I found aftermarket full wiper blades (rather than refills) for the UD 3300. I replace the entire wiper because of the abuse the ice and snow put them through - I figure better safe than sorry (plus much less hassel than dealing with those rubber blade refills). I went with Trico Tech Beam Blades. I've been a Trico Winter Blade guy for a while, but I tried the new Techs because they have a new mounting system that allows the wiper arm to sit slightly lower than in the past. In my feeble mind, its a little better wiper arm vs. blade leverage for snow/ice. Also they don't have frames so they don't clog-up. The Techs are beefy as hell. By the way - they came with complete removal and installation instructions - very easy. Got them online.


----------



## rkb53 (Dec 24, 2010)

*ud 3300*

To SD-DAVE,

I've been in the landscaping business for the past 25 years. I've owned 2 isuzu trucks (Cabover) they definintely don't have as much horse power as the Ford and Chevy trucks, but they hold up alot longer. My two Isuzu's I purchased in 1996 are still on the road today running great with very little problems. Unfortunately they didn't have 4 wheel drive so I didn't want to kill them with a snow plow. I love the cabover design and awesome visibility. Dave (i'm guessing that's your name?) I love your Mitsubishi Fuso setup the only drawback was your 4000 lb payload. How do you like that truck? To have a hook-lift system do you have to have a manual transmission? Alot of the tow truck companies in my area use the UD Trucks and they probably get 200 - 300,000 miles out of them. Not sure if I can afford the UD Truck , but if you have 33,000 gvw that would be the truck to get. Let me know if you find out anymore information on that truck. I'm looking to setup a truck with a hook-lift system. The UD Truck looks like the "THE BOMB"!!

Rich


----------



## Westhardt Corp. (Dec 13, 2009)

Some things to consider with cabovers:

--They are cost comparable with similar GVW domestic trucks.
--They offer immense handling advantages over conventional trucks.
--They are "underpowered", but get the job done just the same--trucks aren't meant to be raced.
(big motors do nothing but tear up drivelines and tires in the wrong hands--trust me on this)
--Little motors use less fuel (compare MPGs)
--They generally offer better ergonomics & engineering.
--They typically last longer than a similar GVW truck (class 4-5, especially). It's not uncommon to see 400K+ on them.
--They are _extremely_ sensitive to maintenance--you cannot neglect them, for it will cost you. A *lot*.

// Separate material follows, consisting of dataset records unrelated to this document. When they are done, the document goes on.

PR #2, opened 2023-05-28
Fix Docker Build

boomanaiden154:
Without this patch, the docker build fails in something related to local_config_cc (not really fluent enough in bazel to know more than that it's local c/c++ toolchain related). Switching to clang fixes the issue. Not quite sure why that is (maybe some new project explicitly requests clang?)

This patch also updates Bazelisk in the container image to the latest release.


ondrasej:
Thanks for fixing this!

PR #3, opened 2023-05-28
Remove requirements.txt file from repository

boomanaiden154:
Having this file checked into the repository means that the ignore line in .gitignore is essentially nonfunctional. This patch removes requirements.txt so that the ignore line in .gitignore is functional and the generated requirements.txt doesn't accidentally end up in any commits.

### DIFF
--- a/requirements.txt
+++ b/requirements.txt
@@ -1,1 +1,0 @@
-# Run `bazel run :requirements.update` to generate this file.


ondrasej:
I think I tried this and git still ignored changes made to the file, but ack. Creating the file is documented in README, so we don't really need it.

And, since it was mentioned--since when can you not plow with a 2WD truck? A cabover actually offers another advantage here--more weight on the steering axle (less likely to get "pushed around" by the snow).

Lastly, I will say this--drive one for a week or so, and then form your opinion. You might be surprised.


----------



## Westhardt Corp. (Dec 13, 2009)

Also, did some digging, and it turns out that UD did not offer this--it was a conversion by Pioneer 4 Wheel Drive. And based on their dead website link, IDK if they're even still around.

(yes, I know this is an old thread, but since it was resurrected, I thought it was only fair to update)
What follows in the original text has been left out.